Serendipity is my favorite explanation of things that can’t be explained. For instance, what else could explain the discovery of a new FRB, the onset of the Atlantic hurricane season, and the end of morel mushroom season all happening at the same time? Serendipity!
The National Oceanic Atmospheric Climate Prediction Center (NOAA) released the hurricane season outlook for this year. They’re predicting an above-average season for the seventh-consecutive year, with 14 to 21 named storms. They predict that six to ten of those will become hurricanes, and that there should be between three to six major hurricanes with winds 111 mph (179 kph) or higher.
World Meteorological Organization (WMO) generates and maintains the list of hurricane names. This year the names are: Alex, Bonnie, Colin, Danielle, Earl, Fiona, Gaston, Hermine, Ian, Julia, Karl, Lisa, Martin, Nicole, Owen, Paula, Richard, Shary, Tobias, Virginie and Walter.
Fascinating, huh?
As for morels, I used to have unbathed foragers come to the kitchen door at my restaurant in their aged Subarus with freshly harvested morel mushrooms—which are only bested in flavor by chanterelles, which sounds like the name of a doo wop group.
Alas, the season has ended, and I’ve not had one morel. It saddens me.

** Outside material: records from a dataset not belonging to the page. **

PR #2016, opened 2018-04-02
Feature/auto-prefix browser url if needed

### LINKED ISSUE #1951: enhancement: browser url needs to be prefixed with "http/https"
Wanted to try out the `browser` 🎉 @bryphe it is amazing,
in the interest of providing possibly useful feed back one of the first things I noted was that I tried to type `www.google.com` in the address bar but this failed with a cannot get resource. 

I tried again with `https://google.com` which works fine. I think it could just be me but my instinctive response was to use the address bar in the same sloppy fashion in which I use google chrome. I'm wondering based on the implementation if its possible to check for a starting `https` or `http` and if not present then to prefix the address which is searched?

Akin909:
Add auto-prefixing of browser layer url input so if user passes in `apple.com` which would normally fail. This is now converted to `https://apple.com`.

Fixes #1951

### DIFF
--- a/browser/src/Services/Browser/BrowserView.tsx
+++ b/browser/src/Services/Browser/BrowserView.tsx
@@ -5,7 +5,6 @@
  */
 
 import * as path from "path"
-import * as Url from "url"
 
 import * as React from "react"
 import styled from "styled-components"
@@ -183,22 +182,25 @@ export class BrowserView extends React.PureComponent<IBrowserViewProps, IBrowser
         )
     }
 
+    public prefixUrl = (url: string) => {
+        // Regex Explainer - match at the beginning of the string ^
+        // brackets to match the selection not partial match like ://
+        // match http or https, then match ://
+        if (url && !/^(https?:)\/\//i.test(url)) {
+            return `https://${url}`
+        }
+        return url
+    }
+
     private _navigate(url: string): void {
         if (this._webviewElement) {
-            const prefixedUrl = this._prefixUrl(url)
+            const prefixedUrl = this.prefixUrl(url)
             this._webviewElement.src = prefixedUrl
 
             this.setState({
                 url,
             })
         }
-    }
-
-    private _prefixUrl = (url: string) => {
-        const urlObj = new Url.URL(url)
-        const { protocol } = urlObj
-        console.log("protocol: ", protocol)
-        return url
     }
 
     private _goBack(): void {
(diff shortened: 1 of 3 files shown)


ui-tests/BrowserView.test.tsx
```diff
@@ -0,0 +1,50 @@
...
+    IBrowserViewState,
+} from "../browser/src/Services/Browser/BrowserView"
+import { Configuration } from "../browser/src/Services/Configuration"
+
+const mockEvent = new Event<void>()
+
+// Using the disable life cycle methods here as the CDM calls sneak which is
+// an external dependency I'm not trying to test here
+
+describe("<BrowserView /> Tests", () => {
```
bryphe: Nice, thanks for adding a test to cover this component, @Akin909 !

browser/src/Services/Browser/BrowserView.tsx
```diff
@@ -182,9 +182,20 @@ export class BrowserView extends React.PureComponent<IBrowserViewProps, IBrowser
...
+        if (url && !hasValidProtocol.test(url)) {
+            return `https://${url}`
+        }
+        return url
+    }
+
     private _navigate(url: string): void {
         if (this._webviewElement) {
-            this._webviewElement.src = url
+            this._webviewElement.src = this.prefixUrl(url)
```
bryphe: Awesome! I noticed though that if I navigate multiple times to different websites, like:
`apple.com` <-- works
`onivim.io` <-- doesn't work

I believe that we may need this logic where we set `webviewElement.src` at `_initializeElement` below, as well. Perhaps we could just refactor that to call `this._navigate(this.props.initialUrl)`, so that it can pick up this logic too?

Akin909: @bryphe seemed to be related to using `https` rather than `http` as a prefix when attempting to access `onivim.io` going to and from `apple.com`, `google.com` etc. all seemed to work fine.

I've tweaked it to use http by default in case there are more cases like that, and call this._navigate in initElement

Also changed the way initElement is called as were getting a warning re. impurity in the render and antipatterns I thought that could be contributing but were still getting it (it doesn't really change functionality  and with async rendering is soon to be no longer true)

ui-tests/BrowserView.test.tsx
Akin909: 👍 think theres still quite a bit more testing that could be added there I can look at in other PRs

bryphe:
Looks great, @Akin909 ! Hope you don't mind, I'll bring this in so I can get it in for the `0.3.2` build 👍 Thanks for taking this on!

PR #2034, opened 2018-04-04
Feature/ add menu command to open new window

Akin909:
### Problem
To open a new window (on mac at least) a user must right click the dock Icon and select open a new window.

### Solution
Added a command to the command palette to open a new window by adding a method to the `multiprocess` which sends an event via the renderer to the main process asking for a new window.


bryphe:
Sounds good! Thanks for adding this, @Akin909 👍 Tried it out on Windows and it works great there too.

Photo illustration by Courtney A. Liska
Morels with Angel Hair
The nutty flavor and gentle texture of morel mushrooms can enhance most anything: crostini, a garnish for beef, pork or chicken, the base for a delicate pasta or a hearty risotto.
Carefully wash the morels and pat dry. Slice them into bite-size pieces and saute in olive oil and butter until slightly browned. Remove from pan. Add a clove of garlic and a splash or two of golden cream sherry. When the sherry has reduced, return mushrooms to pan. Add a splash of heavy cream and some Parmesan cheese. Serve with angel hair pasta.